Segment Start: AVAILABLE RECORDS

PR #27, opened 2016-08-16
Add tests for the petitionEndDate selector

artibella:


test/selectors/petitionEndDate.js
```diff
@@ -0,0 +1,32 @@
+import chai from 'chai';
+import moment from 'moment';
+import getPetitionEndDate from 'selectors/petitionEndDate';
+import settings from 'settings';
+
+const { assert } = chai;
```
sigmarstern: Can't we use `import { assert } from 'chai';` instead?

Segment End: AVAILABLE RECORDS

:: TASK TO CARRY OUT ::
Exactness is what counts here: write out every record again.

:: FINAL ANSWER ::
PR #27, opened 2016-08-16
Add tests for the petitionEndDate selector

artibella:


test/selectors/petitionEndDate.js
```diff
@@ -0,0 +1,32 @@
+import chai from 'chai';
+import moment from 'moment';
+import getPetitionEndDate from 'selectors/petitionEndDate';
+import settings from 'settings';
+
+const { assert } = chai;
```
sigmarstern: Can't we use `import { assert } from 'chai';` instead?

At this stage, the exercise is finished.